**Exercise**: In the data below, find every line with the string "approved" and pull it out.

**Data in this exercise**:
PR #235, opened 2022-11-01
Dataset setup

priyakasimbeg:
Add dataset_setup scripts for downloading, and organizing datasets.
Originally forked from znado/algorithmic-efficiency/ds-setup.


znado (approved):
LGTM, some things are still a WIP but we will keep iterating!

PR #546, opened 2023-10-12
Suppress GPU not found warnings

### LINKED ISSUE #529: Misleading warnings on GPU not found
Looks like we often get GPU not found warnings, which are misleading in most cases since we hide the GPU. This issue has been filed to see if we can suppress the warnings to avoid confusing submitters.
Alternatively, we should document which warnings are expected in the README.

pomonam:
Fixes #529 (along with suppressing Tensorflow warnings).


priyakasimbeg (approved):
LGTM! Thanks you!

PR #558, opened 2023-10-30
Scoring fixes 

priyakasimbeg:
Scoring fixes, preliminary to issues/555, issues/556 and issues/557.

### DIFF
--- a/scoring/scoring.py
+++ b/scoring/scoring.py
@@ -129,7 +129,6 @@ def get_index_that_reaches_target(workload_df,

**Answer to the problem**:
znado (approved):
priyakasimbeg (approved):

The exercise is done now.